Furono in tal modo dispersi i due gruppi monarchici del partito dell’ordine,
orleanisti e legittimisti, i repubblicani puri o azzurri delNational e
i repubblicani piccolo-borghesi della Montagna. In pari tempo il colpo di Stato
respinse nell’ombra gli eroi d’Africa (cioè i generali che avevano partecipato
alle operazioni militari svoltesi in Algeria tra il 1829 e il 1848, presenti in
tutti i partiti borghesi, dal repubblicano Cavaignac, a Bedeau, a Lamoricière,
al monarchico Changarnier), gli oratori politici più noti della tribuna
parlamentare (alla quale guardavano con nostalgia tutti gli scrittori
antibonapartisti), i creatori di teorie sociali come Considérant e Proudhon, i
letterati più noti dell’opposizione, da E. Sue a V. Hugo.
34. Goethe, Faust,
parte prima, “Stanza da studio", parole di Mefistofele.
35. Su Luigi
Filippo (1773-1850), re dei francesi dalla rivoluzione del luglio 1830
al febbraio 1848, e sui caratteri generali del periodo in cui fu sul trono cfr.

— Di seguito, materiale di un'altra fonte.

PR #3642, opened 2024-01-05
Ensure initial happens before cocotb starts

toddstrader:
Tests were starting before initial blocks had been evaluated for Verilator sims.  This fixes the issue and adds a test to demonstrate / enforce consistent behavior.

### DIFF
--- a/docs/source/newsfragments/3642.bugfix.rst
+++ b/docs/source/newsfragments/3642.bugfix.rst
@@ -1,0 +1,1 @@
+Fix tests being started before initial blocks are evaluated under Verilator.
--- a/src/cocotb/share/lib/verilator/verilator.cpp
+++ b/src/cocotb/share/lib/verilator/verilator.cpp
@@ -58,6 +58,9 @@ int main(int argc, char** argv) {
     Verilated::internalsDump();
 #endif
 
+    // Evaluate initial blocks before starting cocotb
+    top->eval_step();
+
     vlog_startup_routines_bootstrap();
     VerilatedVpi::callCbs(cbStartOfSimulation);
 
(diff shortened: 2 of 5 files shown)


toddstrader:
So I know Xcelium does `initial` before the tests start.  I clearly didn't test Icarus, but see now that it does not.  And I'm waiting to see what the other simulators do.  Is this something that is desired?  `await ReadWrite()` at the beginning of time also seems to do the trick.  If consistent behavior is desired across all simulators and we want initial to happen before any python, then we could do that `await` somewhere in `__initial__.py`.  Otherwise I can do it before all my tests.  Also, I'm not sure if there would be other side effects from that `await` which would cause problems.

ktbarrett:
I think the current behavior is the ideal behavior. The simulation should start at time 0, not in `ReadWrite` after time 0. Properly functioning simulators shouldn't be evaluating `initial` blocks before the first cocotb test starts. `initial` blocks are not initializers! They are just non-looping processes like `always`. If initial values are desired, use initializers when declaring a wire/reg.

toddstrader:
> initial blocks are not initializers!
Agreed.  However, this was the only way I could see to enforce uniformity.  But it's true that it does remove the ability to interact with the DUT before `initial` happens.  Just an FYI that, in this case, Xcelium is not a `properly functioning simulators`.

ktbarrett:
> Xcelium is not a `properly functioning simulators`.

Well we already knew that. It's unfortunate that behavior isn't consistent, and this is certainly not the only case where it isn't, but people aren't paying for a "simulator that behaves consistently", they are paying for a "simulator." And the standard isn't always the most precise thing, so you can't even blame the companies producing "simulators."

Issue #3662, opened 2024-01-16
Vpi Package: >32 bit parameters are interpreted as Integers


AndrewNolte:
Large parameters are mapped to GPI_INTEGER, which leads to issues when trying to read from them. I think we should check the size of the parameters before assigning to GPI_INTEGER

ktbarrett:
Which simulator does this?

AndrewNolte:
I'm seeing it on verilator, will test on xcelium as well

ktbarrett:
If you write up a test you can open a PR with the test and run it against all the simulators? Even if we have to merge it with everything marked fail, that's still good info.

ktbarrett:
Closed by #3729.

PR #3665, opened 2024-01-17
Long parameter test case

AndrewNolte:
Verilator raises an error when calling vpiIntVal on long parameters in packages, however Xcelium lets this through. We should be checking the size of these parameters, as the Vpi doesn't specify the size for these types on vpiDecConst, vpiBinConst, vpiHexConst and vpiOctConst. I think we ought to set the format to vpiLongIntVal for 64 bit integers, not sure how we want to approach this.

- Adds check for size on ambiguous types
- Adds test case for parameters > 32 bits, and longint

https://github.com/cocotb/cocotb/issues/3662

### DIFF
--- a/tests/test_cases/test_package/cocotb_package_pkg.sv
+++ b/tests/test_cases/test_package/cocotb_package_pkg.sv
@@ -5,8 +5,8 @@
 package cocotb_package_pkg_1;
     parameter int five_int = 5;
     parameter logic [31:0] eight_logic = 8;
-    parameter logic [63:0] long_param = 64'hFF;
-    parameter logic [99:0] really_long_param = 100'hFF;
+    parameter longint unsigned long_param = 64'h5a89901af1;
+    parameter logic [99:0] really_long_param = 100'h5a89901af1;
 endpackage
 
 package cocotb_package_pkg_2;
--- a/tests/test_cases/test_package/cocotb_package_pkg.sv
+++ b/tests/test_cases/test_package/cocotb_package_pkg.sv
@@ -5,6 +5,8 @@
 package cocotb_package_pkg_1;
     parameter int five_int = 5;
     parameter logic [31:0] eight_logic = 8;
+    parameter logic [63:0] long_param = 64'hFF;
+    parameter logic [99:0] really_long_param = 100'hFF;
 endpackage
 
 package cocotb_package_pkg_2;
--- a/tests/test_cases/test_package/test_package.py
+++ b/tests/test_cases/test_package/test_package.py
@@ -41,7 +41,7 @@ async def test_stringification(dut):
     assert str(pkg2.eleven_int) == "IntegerObject(cocotb_package_pkg_2::eleven_int)"
 
 
-@cocotb.test(expect_fail=cocotb.SIM_NAME.lower().startswith("verilator"))
+@cocotb.test()
 async def test_long_parameter(dut):
     # On verilator:
     # 0.00ns ERROR    gpi                                VPI error
@@ -50,8 +50,17 @@ async def test_long_parameter(dut):
 
     # returns 0 on verilator for unsupported format
     pkg1 = cocotb.packages.cocotb_package_pkg_1
-    assert pkg1.long_param.value == 255
-    assert pkg1.really_long_param.value == 255
+    assert pkg1.five_int.value == 5
+    assert str(pkg1.five_int) == "IntegerObject(cocotb_package_pkg_1::five_int)"
+
+    assert pkg1.long_param.value.integer == int("5a89901af1", 16)
+    assert str(pkg1.long_param) == "LogicObject(cocotb_package_pkg_1::long_param)"
+
+    assert pkg1.really_long_param.value.integer == int("5a89901af1", 16)
+    assert (
+        str(pkg1.really_long_param)
+        == "LogicObject(cocotb_package_pkg_1::really_long_param)"
+    )
 
 
 @cocotb.test()
--- a/tests/test_cases/test_package/test_package.py
+++ b/tests/test_cases/test_package/test_package.py
@@ -41,14 +41,17 @@ async def test_stringification(dut):
     assert str(pkg2.eleven_int) == "IntegerObject(cocotb_package_pkg_2::eleven_int)"
 
 
-@cocotb.test()
+@cocotb.test(expect_fail=cocotb.SIM_NAME.lower().startswith("verilator"))
 async def test_long_parameter(dut):
-    # On verilator:
-    # 0.00ns ERROR    gpi                                VPI error
-    # 0.00ns ERROR    gpi                                vl_check_format: Unsupported format (vpiIntVal) for cocotb_package_pkg_1.long_param
-    # 0.00ns ERROR    cocotb.regression                  Failed to initialize test test_long_parameter
+    """
+    Test package parameter access
 
-    # returns 0 on verilator for unsupported format
+    # On verilator:
+    # 0.00ns ERROR    VPI error
+    # 0.00ns ERROR    vl_check_format: Unsupported format (vpiIntVal) for cocotb_package_pkg_1.long_param
+    # 0.00ns ERROR    Failed to initialize test test_long_parameter
+    """
+
     pkg1 = cocotb.packages.cocotb_package_pkg_1
     assert pkg1.five_int.value == 5
     assert str(pkg1.five_int) == "IntegerObject(cocotb_package_pkg_1::five_int)"
--- a/tests/test_cases/test_package/test_package.py
+++ b/tests/test_cases/test_package/test_package.py
@@ -41,7 +41,7 @@ async def test_stringification(dut):
     assert str(pkg2.eleven_int) == "IntegerObject(cocotb_package_pkg_2::eleven_int)"
 
 
-@cocotb.test(expect_fail=cocotb.SIM_NAME.lower().startswith("verilator"))
+@cocotb.test()
 async def test_long_parameter(dut):
     """
     Test package parameter access
@@ -56,8 +56,12 @@ async def test_long_parameter(dut):
     assert pkg1.five_int.value == 5
     assert str(pkg1.five_int) == "IntegerObject(cocotb_package_pkg_1::five_int)"
 
-    assert pkg1.long_param.value.integer == int("5a89901af1", 16)
-    assert str(pkg1.long_param) == "LogicObject(cocotb_package_pkg_1::long_param)"
+    if cocotb.SIM_NAME.lower().startswith(("verilator", "icarus")):
+        assert pkg1.long_param.value == int("5a89901af1", 16)
+        assert str(pkg1.long_param) == "IntegerObject(cocotb_package_pkg_1::long_param)"
+    else:
+        assert pkg1.long_param.value.integer == int("5a89901af1", 16)
+        assert str(pkg1.long_param) == "LogicObject(cocotb_package_pkg_1::long_param)"
 
     assert pkg1.really_long_param.value.integer == int("5a89901af1", 16)
     assert (
--- a/tests/test_cases/test_package/test_package.py
+++ b/tests/test_cases/test_package/test_package.py
@@ -60,24 +60,19 @@ async def test_long_parameter(dut):
     """
 
     pkg1 = cocotb.packages.cocotb_package_pkg_1
-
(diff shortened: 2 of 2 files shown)


ktbarrett (approved):
I expect an upstream ticket on verilator was made?

AndrewNolte:
Is the expected behavior that vpiInteger should truncate the value?

ktbarrett:
The issue is that the parameter is being mapped to `GPI_INTEGER`. I can only imagine this is due to some issue with Verilator since no other simulator does that.

AndrewNolte:
Xcelium actually also maps it to GPI_INTEGER, but returns the correct value

ktbarrett:
Do you know what `VPI` type is being returned? Is this something cocotb is doing, or are the simulators after some size of logic vector switching over to integer as the VPI type?

I think we should be adding `assert isinstance(param_handle, LogicObject)` to this test if Xcelium is also retuning an inconsistent type. This PR is primarily to get the test in, so after that is added I'll merge. But it's nice to get some debugging done so we work on next steps.

tests/test_cases/test_package/test_package.py
```diff
@@ -41,6 +41,19 @@ async def test_stringification(dut):
...
+async def test_long_parameter(dut):
+    # On verilator:
+    # 0.00ns ERROR    gpi                                VPI error
+    # 0.00ns ERROR    gpi                                vl_check_format: Unsupported format (vpiIntVal) for cocotb_package_pkg_1.long_param
+    # 0.00ns ERROR    cocotb.regression                  Failed to initialize test test_long_parameter
+
+    # returns 0 on verilator for unsupported format
+    pkg1 = cocotb.packages.cocotb_package_pkg_1
+    assert pkg1.long_param.value == 255
+    assert pkg1.really_long_param.value == 255
```
ktbarrett, line 54:
```suggestion
    assert isinstance(pkg1.long_param, LogicObject)
    assert pkg1.long_param.value == 255
    assert isinstance(pkg1.really_long_param, LogicObject)
    assert pkg1.really_long_param.value == 255
```

tests/test_cases/test_package/test_package.py
```diff
@@ -41,6 +41,19 @@ async def test_stringification(dut):
     assert str(pkg2.eleven_int) == "IntegerObject(cocotb_package_pkg_2::eleven_int)"
 
 
+@cocotb.test(expect_fail=cocotb.SIM_NAME.lower().startswith("verilator"))
+async def test_long_parameter(dut):
+    # On verilator:
+    # 0.00ns ERROR    gpi                                VPI error
+    # 0.00ns ERROR    gpi                                vl_check_format: Unsupported format (vpiIntVal) for cocotb_package_pkg_1.long_param
+    # 0.00ns ERROR    cocotb.regression                  Failed to initialize test test_long_parameter
```
ktbarrett, line 49:
```suggestion
    # 0.00ns ERROR    cocotb.regression                  Failed to initialize test test_long_parameter
    from cocotb.handle import LogicObject
```

marlonjames:
We could check `vpiSize` in `const_type_to_gpi_objtype()` and use `GPI_REG` instead of `GPI_INTEGER` if it's larger than 32 bits.

marlonjames:
> Do you know what VPI type is being returned?

It's a `vpiParameter` with `vpiConstType` of `vpiDecConst`.

AndrewNolte:
^ @marlonjames I had it return GPI_NET because that's what we had for that xcelium edge case, should I change both of those to GPI_REG?

marlonjames:
I don't think there are any differences in how `REG` vs `NET` objects are handled. They both map to `LogicObject` in Python and `VpiSignalObjHdl` in GPI code. `GPI_NET` is fine with me.

src/cocotb/share/lib/vpi/VpiImpl.cpp
```diff
@@ -169,6 +170,11 @@ static gpi_objtype_t const_type_to_gpi_objtype(int32_t const_type) {
         case vpiBinaryConst:
         case vpiOctConst:
         case vpiHexConst:
+            if (vpi_get(vpiSize, hdl) <= 32) {
+                return GPI_INTEGER;
+            } else {
+                return GPI_NET;
+            }
```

K. Marx, Le lotte di classe, cit., pp. 90-102.
36. Su
tale periodo cfr. ibidem le pp. 102-133. Marx lo chiama il
prologo della rivoluzione, in quanto egli considera come vera rivoluzione solo
quella proletaria, culminata nei fatti del giugno 1848.
37. In
attesa della convocazione dell’Assemblea Costituente, il Governo provvisorio
cercò di rinviare a questa ogni decisione sostanziale (compresa la
proclamazione definitiva della repubblica, imposta dalle masse nel febbraio),
al fine di sottrarsi alla preponderanza del proletariato parigino e di
rimettere ogni decisione definitiva alla “sobria Francia contro l’ebbra
Parigi".
38. Sulla
composizione del governo provvisorio cfr. K. Marx, Le lotte di classe cit.
pp. 103-105. Si chiamò opposizione dinastica il gruppo diretto
da Odilon Barrot il quale, sotto la Monarchia di luglio, rappresentava alla
camera i circoli liberali della borghesia industriale e commerciale. Esso
voleva una riforma elettorale che, allargando moderatamente il suffragio,
permettesse alla borghesia industriale e commerciale di ottenere la
maggioranza, ma, in pari tempo, di conservare la dinastia orleanista e
l’esclusione delle masse lavoratrici dalla vita politica. L’agitazione si
estese, però, fra le masse sorpassando queste modeste rivendicazioni e
imponendo, con l’insurrezione, la repubblica e il suffragio universale.
39. Marx
intende, con aristocrazia finanziaria, “i banchieri, i re della Borsa, i re
delle ferrovie, i proprietari delle miniere di carbone e di ferro e delle
foreste, e una parte della proprietà fondiaria venuta con essi a un
accordo". Si tratta cioè di una “frazione” della borghesia (K. Marx, Le
lotte di classe cit., p. 91).
40. La
Guardia nazionale era una milizia di cittadini armati, destinata a presidiare
le conquiste rivoluzionarie. Essa aveva fatto la sua comparsa durante la
Rivoluzione francese ed era composta. da elementi della borghesia nelle sue
varie gradazioni. L’atteggiamento della Guardia nazionale fu decisivo per il
risultato di ogni insurrezione scoppiata in Francia nel secolo XIX.
41. Cfr.
K. Marx, Le lotte di classe cit., pp. 120-126, in cui vengono
indicati i motivi economici che spinsero la piccola borghesia e i contadini a
lottare a fianco della borghesia contro il proletariato: in special modo il
divieto di convertire in denaro, per un importo superiore a 100 franchi, le
somme depositate sui libretti delle casse di risparmio (particolarmente dannosa
per la prima) e l’imposta dei 45 centesimi (particolarmente dannosa per i
secondi).
42. “Se
Parigi, grazie all’accentramento politico, domina la Francia, nei momenti di
convulsioni rivoluzionarie gli operai dominano Parigi” (K. Marx, Le
lotte di classe, cit., p. 106).
43. La
maggioranza dei novecento membri dell’Assemblea erano repubblicani borghesi,
legati al National. Un quarto dell’Assemblea era composto da
monarchici legittimisti e orleanisti, per il momento favorevoli alla
repubblica. Vi erano inoltre i democratici piccolo-borghesi e qualche
rappresentante degli operai (come Blanc), i quali subirono un evidente insuccesso.
44. Sui
fatti del 15 maggio cfr. K. Marx, Le lotte di classe, cit., pp.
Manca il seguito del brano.